# yellow flowering bush



## giant pumpkin peep (Mar 14, 2009)

Hi everyone-

This past summer I was walking my dogs and I saw bees all over these bushs.
The bushes had yellow flowers. it was short but might have been new. there must have been 150-200 bees one 5 plants easy. If anybody suggests something I will google image search it.


----------



## Hambone (Mar 17, 2008)

Was it a native plant. Or something someone planted.


----------



## Myron Denny (Sep 27, 2009)

Noble Foundation has a really good identification list:
http://www.noble.org/webapps/plantimagegallery/
Plains Coriopses (sp?) came to my mind by your explaination but I doubt if it grows in Ohio?


----------



## giant pumpkin peep (Mar 14, 2009)

it was planted.


----------



## lovettvineyard (Jun 26, 2007)

Maybe a golden privet


----------



## BeeAware (Mar 24, 2007)

A few shrubs with yellow blooms come to mind: Primrose, Winter Honeysuckle,
Forsythia, Partridge Pea etc.


----------



## giant pumpkin peep (Mar 14, 2009)

Gee...it might have been golden privet. I am not sure.


----------



## Denis Marsha kabuuka (Nov 29, 2009)

*Re: Fruit Trees and Bees*

Thank you for the great discussions.

Of course bees love flowerly vegetation including coffee as a means to collect hector. Sustainable livelihoods through a project titled " Fruit tree growing and community forestry project" in Kiboga district in Uganda.

The objective of the project is to improve the livelihoods of local people and contribute to conservation of the environment by promoting fruit tree growing and community forestry. The project will encourage and assist local people to plant different types of fruit trees, including avocado, mango and guava as well as other tree species for forest products (firewood, timber, fodder and non-timber products) and services in the area. 

The project will supplement the smallholder beekeeping project in the area as the trees will provide shade and nector.The primary target of the project is to establish at least two community tree nurseries to raise and plant over 12,000 tree seedlings per year for two years. 

This project needs support to be upscaled. For more information about the project please contact: [email protected] or [email protected]

Also visit the on line volunteers on the Global Neighbour Network (nabuur.com): http://www.nabuur.com/en/village/butikiro where SLINT-Uganda is enabling local people realise this dream. You are also encouraged to join in.

Marsha Denis


----------



## Walliebee (Nov 17, 2006)

giant pumpkin peep said:


> The bushes had yellow flowers.


Golden privet has white flowers...gold leaves.

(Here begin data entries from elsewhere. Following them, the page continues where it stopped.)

PR #6604, opened 2026-02-25
Feat(eos_designs): BGP Peer Tag-based route filtering for evpn_prevent_readvertise_to_server

### LINKED ISSUE #5490: Update "evpn_prevent_readvertise_to_server" knob to use bgp peer tagging filtering
### Enhancement summary

Currently we have this knob "evpn_prevent_readvertise_to_server" that will filter out advertisements that contain the Spine AS in the AS path:

In the leaves the following snippet is generated using a route-map:
```
route-map RM-EVPN-FILTER-<spine_as> deny 10
   match as <spine_as>
!
route-map RM-EVPN-FILTER-<spine_as> permit 20


router bgp <asn_number>
  neighbor <lo_spine1> route-map RM-EVPN-FILTER-<spine_as> out
  neighbor <lo_spine2> route-map RM-EVPN-FILTER-<spine_as> out
```
There is a new feature in EOS for the same purpose: 

"Peer Tagging Route Filtering feature discards BGP route advertisements by the peers which the routes are received from. The feature lets users assign a peer-tag to a peer or a group of peers in inbound direction and discard routes advertisements by the peer-tag in outbound direction. One use case of the feature is to discard AS loop routes in outbound direction in data center deployments."

https://www.arista.com/en/support/toi/eos-4-34-0f/21367-bgp-peer-tagging-route-filtering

When you say summer flowering, do you mean late June or August? 

I guess we need more details before we can take a guess.


----------



## giant pumpkin peep (Mar 14, 2009)

June or july


----------



## SPRUCE BEE (Mar 14, 2009)

Look up St Johnswort. It's not uncommon to see 5-6 bees on a bloom. The bushes are loaded with bees when in bloom. 

Spruce Bee


----------



## louis1st (Oct 17, 2004)

maybe it could be 

caragana arborescens ... see below links for some pics

- http://www.lawyernursery.com/images/products/CARAGANA ARBORESCENS_big.jpg
- http://www.greenpouce.com/image/arbuste/caragana_1_gd.jpg
- http://www.ces.ncsu.edu/depts/hort/consumer/factsheets/shrubs/imagesa-l/caragana_sinica.jpg
- http://www.beautifulbotany.com/STOCK C/Caragana arborescens.jpg


or maybe some buddleia "sungold " ... see links for pics 
- http://www.banwnursery.co.uk/images/Buddleia Sungold.JPG
- http://gardenbreizh.org/modules/pix/cache/photos_0/GBPIX_photo_1145.jpg
- http://www.fond-ecran-image.com/galerie-membre/abeille/tn_abeille-buddleia-p1120084.jpg


I hope this will help!


----------



## zookeeper (Oct 21, 2009)

It might have been a potentilla bush?

http://en.wikipedia.org/wiki/Potentilla


----------